Exercise objective ▸ Word for word, give the entries back.

Input data ▸
◆ ◆ ◆

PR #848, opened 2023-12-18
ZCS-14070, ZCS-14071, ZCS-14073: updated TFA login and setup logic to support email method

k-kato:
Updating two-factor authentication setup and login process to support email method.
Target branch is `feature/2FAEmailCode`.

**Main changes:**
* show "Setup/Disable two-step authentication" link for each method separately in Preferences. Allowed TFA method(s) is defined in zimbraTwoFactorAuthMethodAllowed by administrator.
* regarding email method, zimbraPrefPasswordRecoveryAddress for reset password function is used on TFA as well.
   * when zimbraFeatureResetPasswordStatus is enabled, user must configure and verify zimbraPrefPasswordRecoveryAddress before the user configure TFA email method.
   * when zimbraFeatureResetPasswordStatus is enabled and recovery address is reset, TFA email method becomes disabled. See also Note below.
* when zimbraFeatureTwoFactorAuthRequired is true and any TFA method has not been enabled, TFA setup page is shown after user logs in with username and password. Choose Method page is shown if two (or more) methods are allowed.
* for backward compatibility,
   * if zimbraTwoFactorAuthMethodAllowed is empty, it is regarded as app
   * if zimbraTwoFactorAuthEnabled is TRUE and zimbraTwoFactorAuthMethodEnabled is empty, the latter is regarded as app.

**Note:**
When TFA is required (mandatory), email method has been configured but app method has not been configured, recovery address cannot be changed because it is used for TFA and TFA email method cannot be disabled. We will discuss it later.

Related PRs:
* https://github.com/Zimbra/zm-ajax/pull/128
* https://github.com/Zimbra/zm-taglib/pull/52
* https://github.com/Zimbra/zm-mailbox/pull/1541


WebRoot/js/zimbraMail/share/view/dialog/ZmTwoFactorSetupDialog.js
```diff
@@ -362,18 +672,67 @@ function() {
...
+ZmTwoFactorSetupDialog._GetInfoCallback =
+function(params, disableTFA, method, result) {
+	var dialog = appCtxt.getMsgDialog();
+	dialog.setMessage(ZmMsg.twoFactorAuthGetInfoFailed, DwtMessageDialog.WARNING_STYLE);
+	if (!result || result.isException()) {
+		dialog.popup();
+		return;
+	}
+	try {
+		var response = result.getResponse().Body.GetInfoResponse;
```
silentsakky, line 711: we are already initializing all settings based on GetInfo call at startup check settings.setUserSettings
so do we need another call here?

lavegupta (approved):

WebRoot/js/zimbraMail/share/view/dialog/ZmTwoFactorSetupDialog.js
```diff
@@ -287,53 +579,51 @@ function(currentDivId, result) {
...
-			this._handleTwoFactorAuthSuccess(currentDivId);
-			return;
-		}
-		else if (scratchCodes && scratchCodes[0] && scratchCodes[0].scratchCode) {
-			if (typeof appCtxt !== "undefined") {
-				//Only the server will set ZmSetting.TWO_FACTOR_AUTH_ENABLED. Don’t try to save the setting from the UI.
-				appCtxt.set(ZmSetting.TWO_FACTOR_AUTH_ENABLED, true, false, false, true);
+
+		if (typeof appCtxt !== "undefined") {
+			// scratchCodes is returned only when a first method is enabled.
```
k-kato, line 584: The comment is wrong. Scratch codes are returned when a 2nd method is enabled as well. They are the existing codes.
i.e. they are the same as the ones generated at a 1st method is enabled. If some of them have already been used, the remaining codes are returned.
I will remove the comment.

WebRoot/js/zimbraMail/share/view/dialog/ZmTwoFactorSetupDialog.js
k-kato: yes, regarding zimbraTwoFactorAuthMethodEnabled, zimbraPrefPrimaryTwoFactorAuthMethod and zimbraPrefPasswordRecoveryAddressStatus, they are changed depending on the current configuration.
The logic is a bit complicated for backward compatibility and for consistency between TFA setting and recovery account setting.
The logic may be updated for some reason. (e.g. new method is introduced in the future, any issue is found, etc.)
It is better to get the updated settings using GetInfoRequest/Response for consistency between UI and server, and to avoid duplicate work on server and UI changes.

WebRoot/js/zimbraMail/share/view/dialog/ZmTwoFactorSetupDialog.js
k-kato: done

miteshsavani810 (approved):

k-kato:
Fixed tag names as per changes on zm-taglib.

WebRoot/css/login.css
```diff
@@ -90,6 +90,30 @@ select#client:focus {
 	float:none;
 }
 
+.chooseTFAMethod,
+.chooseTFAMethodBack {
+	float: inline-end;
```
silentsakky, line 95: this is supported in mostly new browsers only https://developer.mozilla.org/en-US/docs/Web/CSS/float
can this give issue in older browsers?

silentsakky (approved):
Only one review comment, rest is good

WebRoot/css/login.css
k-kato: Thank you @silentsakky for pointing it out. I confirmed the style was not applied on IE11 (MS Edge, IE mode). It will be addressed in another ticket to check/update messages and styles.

◆ ◆ ◆

Answer for the task ▸
PR #848, opened 2023-12-18
ZCS-14070, ZCS-14071, ZCS-14073: updated TFA login and setup logic to support email method

k-kato:
Updating two-factor authentication setup and login process to support email method.
Target branch is `feature/2FAEmailCode`.

**Main changes:**
* show "Setup/Disable two-step authentication" link for each method separately in Preferences. Allowed TFA method(s) is defined in zimbraTwoFactorAuthMethodAllowed by administrator.
* regarding email method, zimbraPrefPasswordRecoveryAddress for reset password function is used on TFA as well.
   * when zimbraFeatureResetPasswordStatus is enabled, user must configure and verify zimbraPrefPasswordRecoveryAddress before the user configure TFA email method.
   * when zimbraFeatureResetPasswordStatus is enabled and recovery address is reset, TFA email method becomes disabled. See also Note below.
* when zimbraFeatureTwoFactorAuthRequired is true and any TFA method has not been enabled, TFA setup page is shown after user logs in with username and password. Choose Method page is shown if two (or more) methods are allowed.
* for backward compatibility,
   * if zimbraTwoFactorAuthMethodAllowed is empty, it is regarded as app
   * if zimbraTwoFactorAuthEnabled is TRUE and zimbraTwoFactorAuthMethodEnabled is empty, the latter is regarded as app.

**Note:**
When TFA is required (mandatory), email method has been configured but app method has not been configured, recovery address cannot be changed because it is used for TFA and TFA email method cannot be disabled. We will discuss it later.

Related PRs:
* https://github.com/Zimbra/zm-ajax/pull/128
* https://github.com/Zimbra/zm-taglib/pull/52
* https://github.com/Zimbra/zm-mailbox/pull/1541


WebRoot/js/zimbraMail/share/view/dialog/ZmTwoFactorSetupDialog.js
```diff
@@ -362,18 +672,67 @@ function() {
...
+ZmTwoFactorSetupDialog._GetInfoCallback =
+function(params, disableTFA, method, result) {
+	var dialog = appCtxt.getMsgDialog();
+	dialog.setMessage(ZmMsg.twoFactorAuthGetInfoFailed, DwtMessageDialog.WARNING_STYLE);
+	if (!result || result.isException()) {
+		dialog.popup();
+		return;
+	}
+	try {
+		var response = result.getResponse().Body.GetInfoResponse;
```
silentsakky, line 711: we are already initializing all settings based on GetInfo call at startup check settings.setUserSettings
so do we need another call here?

lavegupta (approved):

WebRoot/js/zimbraMail/share/view/dialog/ZmTwoFactorSetupDialog.js
```diff
@@ -287,53 +579,51 @@ function(currentDivId, result) {
...
-			this._handleTwoFactorAuthSuccess(currentDivId);
-			return;
-		}
-		else if (scratchCodes && scratchCodes[0] && scratchCodes[0].scratchCode) {
-			if (typeof appCtxt !== "undefined") {
-				//Only the server will set ZmSetting.TWO_FACTOR_AUTH_ENABLED. Don’t try to save the setting from the UI.
-				appCtxt.set(ZmSetting.TWO_FACTOR_AUTH_ENABLED, true, false, false, true);
+
+		if (typeof appCtxt !== "undefined") {
+			// scratchCodes is returned only when a first method is enabled.
```
k-kato, line 584: The comment is wrong. Scratch codes are returned when a 2nd method is enabled as well. They are the existing codes.
i.e. they are the same as the ones generated at a 1st method is enabled. If some of them have already been used, the remaining codes are returned.
I will remove the comment.

WebRoot/js/zimbraMail/share/view/dialog/ZmTwoFactorSetupDialog.js
k-kato: yes, regarding zimbraTwoFactorAuthMethodEnabled, zimbraPrefPrimaryTwoFactorAuthMethod and zimbraPrefPasswordRecoveryAddressStatus, they are changed depending on the current configuration.
The logic is a bit complicated for backward compatibility and for consistency between TFA setting and recovery account setting.
The logic may be updated for some reason. (e.g. new method is introduced in the future, any issue is found, etc.)
It is better to get the updated settings using GetInfoRequest/Response for consistency between UI and server, and to avoid duplicate work on server and UI changes.

WebRoot/js/zimbraMail/share/view/dialog/ZmTwoFactorSetupDialog.js
k-kato: done

miteshsavani810 (approved):

k-kato:
Fixed tag names as per changes on zm-taglib.

WebRoot/css/login.css
```diff
@@ -90,6 +90,30 @@ select#client:focus {
 	float:none;
 }
 
+.chooseTFAMethod,
+.chooseTFAMethodBack {
+	float: inline-end;
```
silentsakky, line 95: this is supported in mostly new browsers only https://developer.mozilla.org/en-US/docs/Web/CSS/float
can this give issue in older browsers?

silentsakky (approved):
Only one review comment, rest is good

WebRoot/css/login.css
k-kato: Thank you @silentsakky for pointing it out. I confirmed the style was not applied on IE11 (MS Edge, IE mode). It will be addressed in another ticket to check/update messages and styles.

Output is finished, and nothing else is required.